What is needed:
All lines of the listing below must be reproduced character for character.

Dataset content:
· · · · · · ·
PR #369, opened 2025-03-10
Update to golang 1.24.

shaunrd0:
This updates to golang 1.24 and converts usages of `runtime.SetFinalizer` to `runtime.AddCleanup`.

### DIFF
--- a/.github/workflows/tiledb-go.yml
+++ b/.github/workflows/tiledb-go.yml
@@ -37,7 +37,7 @@ jobs:
     strategy:
       matrix:
         # Will be checking following versions
-        go: ["1.24", "1.25"]
+        go: ["1.23", "1.24"]
     steps:
 
     # Checks out repository
@@ -74,7 +74,7 @@ jobs:
     strategy:
       matrix:
         # Will be checking following versions
-        go: ["1.24", "1.25"]
+        go: ["1.23", "1.24"]
     steps:
     # Checks out repository
     - uses: actions/checkout@v4
@@ -113,7 +113,7 @@ jobs:
     strategy:
       matrix:
         # Will be checking following versions
-        go: ["1.24", "1.25"]
+        go: ["1.23", "1.24"]
     steps:
     # Checks out repository
     - uses: actions/checkout@v4
--- a/.github/workflows/tiledb-go.yml
+++ b/.github/workflows/tiledb-go.yml
@@ -37,7 +37,7 @@ jobs:
     strategy:
       matrix:
         # Will be checking following versions
-        go: ["1.22", "1.23"]
+        go: ["1.24", "1.25"]
     steps:
 
     # Checks out repository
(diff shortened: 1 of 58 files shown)


.github/workflows/tiledb-go.yml
```diff
@@ -37,7 +37,7 @@ jobs:
     strategy:
       matrix:
         # Will be checking following versions
-        go: ["1.22", "1.23"]
+        go: ["1.23", "1.24"]
```
shaunrd0, line 40: Golang 1.25 is not released yet, so I stepped back to 1.23 instead testing 1.24 alone. If we don't need to look backwards like this I can remove and just test against 1.24.

array.go
```diff
@@ -71,7 +71,7 @@ func NewArray(tdbCtx *Context, uri string) (*Array, error) {
 	if ret != C.TILEDB_OK {
 		return nil, fmt.Errorf("error creating tiledb array: %w", array.context.LastError())
 	}
-	freeOnGC(&array)
+	runtime.AddCleanup(&array, freeFreeable, Freeable(&array))
```
teo-tsirpanis, line 74: I've been thinking of another approach that will avoid the `runtime.AddCleanup` boilerplate everywhere and maybe support both old and new-style finalizers.

---

Also we should keep the `Cleanup` object somewhere so that we remove it if the object is manually `Free()`ed.

examples/array_metadata_test.go
```diff
@@ -42,9 +42,9 @@ import (
 	"github.com/TileDB-Inc/TileDB-Go/examples_lib"
 )
 
-// ExampleArrayMetadataArray shows and example creation, writing and reading of a
-// sparse array
-func ExampleArrayMetadataArray() {
+// ExampleRunArrayMetadataArray shows an example of creation, writing, and
+// reading of a sparse array
+func ExampleRunArrayMetadataArray() {
```
teo-tsirpanis, line 47: The changes to the examples look unrelated; can you remove them from the PR?

In a subsequent PR we should fold the `examples_lib` files into `examples`.

.github/workflows/tiledb-go.yml
teo-tsirpanis: This can't actually run on Go 1.23 because of the version declaration in `go.mod`. I guess CI still runs it in 1.24?

teo-tsirpanis (changes requested):

array.go
shaunrd0: Can you create a story? I can revert for now, and we can sync on this tomorrow morning or you can pick it up if you'd like :slightly_smiling_face:

teo-tsirpanis: Opened SC-64250.

examples/array_metadata_test.go
teo-tsirpanis: Yeah, I tried directly calling the functions in `examples` but couldn't for no apparent reason. Such a shame.

shaunrd0:
Closing after syncing with @teo-tsirpanis, the upgrade to golang 1.24 will be done in https://github.com/TileDB-Inc/TileDB-Go/pull/370

PR #370, opened 2025-03-11
Refactor handle management.

teo-tsirpanis:
[SC-64250](https://app.shortcut.com/tiledb-inc/story/64250)

This PR refactors the intrastructure managing the lifetime of native C API handles. The goals are the following:

1. Use Go 1.24's improved finalizer API.
2. Deregister the finalizer if the user manually calls `Free` on an object.
3. Improve safety.
4. Minimize the amount of added boilerplate.
5. Maintain compatibility with previous Go versions.

We introduce a new type, `capiHandle` which is responsible for managing the lifetime of the native handles. When creating an object, we now register the finalizer on the `*capiHandle` instead of the returned pointer. By the use of this extra level of indirection and atomic operations, we prevent double-frees and use-after-frees, including if you accidentally copy an object like we do in https://github.com/TileDB-Inc/TileDB-Go/pull/366#discussion_r1956703094. To provide type safety, we introduce specific handle types that embed a `*capiHandle`.

There are two mostly identical implementations of `capiHandle`; for Go versions before and since 1.24. Once Go 1.23 goes out of support, we should remove the downlevel implemenation.

### DIFF
--- a/array.go
+++ b/array.go
@@ -23,7 +23,7 @@ e.g. on disk, in an S3 bucket, etc. Once an array has been opened for reading
 or writing, interact with the data through Query objects.
 */
 type Array struct {
-	tiledbArray *C.tiledb_array_t
+	tiledbArray *capiHandle[C.tiledb_array_t]
 	context     *Context
 	uri         string
 	config      *Config
@@ -54,6 +54,10 @@ type NonEmptyDomain struct {
 	Bounds        interface{}
 }
 
+func newArrayFromHandle(tdbCtx *Context, arrayHandle *capiHandle[C.tiledb_array_t]) *Array {
+	return &Array{context: tdbCtx, tiledbArray: arrayHandle}
+}
+
 // NewArray allocates a new array.
 // If the provided Context is nil, a default context is allocated and used.
 func NewArray(tdbCtx *Context, uri string) (*Array, error) {
@@ -66,14 +70,15 @@ func NewArray(tdbCtx *Context, uri string) (*Array, error) {
 	}
 	curi := C.CString(uri)
 	defer C.free(unsafe.Pointer(curi))
-	array := Array{context: tdbCtx, uri: uri}
-	ret := C.tiledb_array_alloc(array.context.tiledbContext, curi, &array.tiledbArray)
+	var arrayPtr *C.tiledb_array_t
+	ret := C.tiledb_array_alloc(tdbCtx.tiledbContext, curi, &arrayPtr)
 	if ret != C.TILEDB_OK {
-		return nil, fmt.Errorf("error creating tiledb array: %w", array.context.LastError())
+		return nil, fmt.Errorf("error creating tiledb array: %w", tdbCtx.LastError())
 	}
-	freeOnGC(&array)
+	array := newArrayFromHandle(tdbCtx, newArrayHandle(arrayPtr))
+	array.uri = uri
 
-	return &array, nil
+	return array, nil
 }
 
 // Free releases the internal TileDB core data that was allocated on the C heap.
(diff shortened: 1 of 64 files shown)


teo-tsirpanis:
@TileDB-Inc/tiledb-cloud-core could you take a first look at my approach, before I port the rest of the codebase?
· · · · · · ·
Solution for this exercise:
PR #369, opened 2025-03-10
Update to golang 1.24.

shaunrd0:
This updates to golang 1.24 and converts usages of `runtime.SetFinalizer` to `runtime.AddCleanup`.

### DIFF
--- a/.github/workflows/tiledb-go.yml
+++ b/.github/workflows/tiledb-go.yml
@@ -37,7 +37,7 @@ jobs:
     strategy:
       matrix:
         # Will be checking following versions
-        go: ["1.24", "1.25"]
+        go: ["1.23", "1.24"]
     steps:
 
     # Checks out repository
@@ -74,7 +74,7 @@ jobs:
     strategy:
       matrix:
         # Will be checking following versions
-        go: ["1.24", "1.25"]
+        go: ["1.23", "1.24"]
     steps:
     # Checks out repository
     - uses: actions/checkout@v4
@@ -113,7 +113,7 @@ jobs:
     strategy:
       matrix:
         # Will be checking following versions
-        go: ["1.24", "1.25"]
+        go: ["1.23", "1.24"]
     steps:
     # Checks out repository
     - uses: actions/checkout@v4
--- a/.github/workflows/tiledb-go.yml
+++ b/.github/workflows/tiledb-go.yml
@@ -37,7 +37,7 @@ jobs:
     strategy:
       matrix:
         # Will be checking following versions
-        go: ["1.22", "1.23"]
+        go: ["1.24", "1.25"]
     steps:
 
     # Checks out repository
(diff shortened: 1 of 58 files shown)


.github/workflows/tiledb-go.yml
```diff
@@ -37,7 +37,7 @@ jobs:
     strategy:
       matrix:
         # Will be checking following versions
-        go: ["1.22", "1.23"]
+        go: ["1.23", "1.24"]
```
shaunrd0, line 40: Golang 1.25 is not released yet, so I stepped back to 1.23 instead testing 1.24 alone. If we don't need to look backwards like this I can remove and just test against 1.24.

array.go
```diff
@@ -71,7 +71,7 @@ func NewArray(tdbCtx *Context, uri string) (*Array, error) {
 	if ret != C.TILEDB_OK {
 		return nil, fmt.Errorf("error creating tiledb array: %w", array.context.LastError())
 	}
-	freeOnGC(&array)
+	runtime.AddCleanup(&array, freeFreeable, Freeable(&array))
```
teo-tsirpanis, line 74: I've been thinking of another approach that will avoid the `runtime.AddCleanup` boilerplate everywhere and maybe support both old and new-style finalizers.

---

Also we should keep the `Cleanup` object somewhere so that we remove it if the object is manually `Free()`ed.

examples/array_metadata_test.go
```diff
@@ -42,9 +42,9 @@ import (
 	"github.com/TileDB-Inc/TileDB-Go/examples_lib"
 )
 
-// ExampleArrayMetadataArray shows and example creation, writing and reading of a
-// sparse array
-func ExampleArrayMetadataArray() {
+// ExampleRunArrayMetadataArray shows an example of creation, writing, and
+// reading of a sparse array
+func ExampleRunArrayMetadataArray() {
```
teo-tsirpanis, line 47: The changes to the examples look unrelated; can you remove them from the PR?

In a subsequent PR we should fold the `examples_lib` files into `examples`.

.github/workflows/tiledb-go.yml
teo-tsirpanis: This can't actually run on Go 1.23 because of the version declaration in `go.mod`. I guess CI still runs it in 1.24?

teo-tsirpanis (changes requested):

array.go
shaunrd0: Can you create a story? I can revert for now, and we can sync on this tomorrow morning or you can pick it up if you'd like :slightly_smiling_face:

teo-tsirpanis: Opened SC-64250.

examples/array_metadata_test.go
teo-tsirpanis: Yeah, I tried directly calling the functions in `examples` but couldn't for no apparent reason. Such a shame.

shaunrd0:
Closing after syncing with @teo-tsirpanis, the upgrade to golang 1.24 will be done in https://github.com/TileDB-Inc/TileDB-Go/pull/370

PR #370, opened 2025-03-11
Refactor handle management.

teo-tsirpanis:
[SC-64250](https://app.shortcut.com/tiledb-inc/story/64250)

This PR refactors the intrastructure managing the lifetime of native C API handles. The goals are the following:

1. Use Go 1.24's improved finalizer API.
2. Deregister the finalizer if the user manually calls `Free` on an object.
3. Improve safety.
4. Minimize the amount of added boilerplate.
5. Maintain compatibility with previous Go versions.

We introduce a new type, `capiHandle` which is responsible for managing the lifetime of the native handles. When creating an object, we now register the finalizer on the `*capiHandle` instead of the returned pointer. By the use of this extra level of indirection and atomic operations, we prevent double-frees and use-after-frees, including if you accidentally copy an object like we do in https://github.com/TileDB-Inc/TileDB-Go/pull/366#discussion_r1956703094. To provide type safety, we introduce specific handle types that embed a `*capiHandle`.

There are two mostly identical implementations of `capiHandle`; for Go versions before and since 1.24. Once Go 1.23 goes out of support, we should remove the downlevel implemenation.

### DIFF
--- a/array.go
+++ b/array.go
@@ -23,7 +23,7 @@ e.g. on disk, in an S3 bucket, etc. Once an array has been opened for reading
 or writing, interact with the data through Query objects.
 */
 type Array struct {
-	tiledbArray *C.tiledb_array_t
+	tiledbArray *capiHandle[C.tiledb_array_t]
 	context     *Context
 	uri         string
 	config      *Config
@@ -54,6 +54,10 @@ type NonEmptyDomain struct {
 	Bounds        interface{}
 }
 
+func newArrayFromHandle(tdbCtx *Context, arrayHandle *capiHandle[C.tiledb_array_t]) *Array {
+	return &Array{context: tdbCtx, tiledbArray: arrayHandle}
+}
+
 // NewArray allocates a new array.
 // If the provided Context is nil, a default context is allocated and used.
 func NewArray(tdbCtx *Context, uri string) (*Array, error) {
@@ -66,14 +70,15 @@ func NewArray(tdbCtx *Context, uri string) (*Array, error) {
 	}
 	curi := C.CString(uri)
 	defer C.free(unsafe.Pointer(curi))
-	array := Array{context: tdbCtx, uri: uri}
-	ret := C.tiledb_array_alloc(array.context.tiledbContext, curi, &array.tiledbArray)
+	var arrayPtr *C.tiledb_array_t
+	ret := C.tiledb_array_alloc(tdbCtx.tiledbContext, curi, &arrayPtr)
 	if ret != C.TILEDB_OK {
-		return nil, fmt.Errorf("error creating tiledb array: %w", array.context.LastError())
+		return nil, fmt.Errorf("error creating tiledb array: %w", tdbCtx.LastError())
 	}
-	freeOnGC(&array)
+	array := newArrayFromHandle(tdbCtx, newArrayHandle(arrayPtr))
+	array.uri = uri
 
-	return &array, nil
+	return array, nil
 }
 
 // Free releases the internal TileDB core data that was allocated on the C heap.
(diff shortened: 1 of 64 files shown)


teo-tsirpanis:
@TileDB-Inc/tiledb-cloud-core could you take a first look at my approach, before I port the rest of the codebase?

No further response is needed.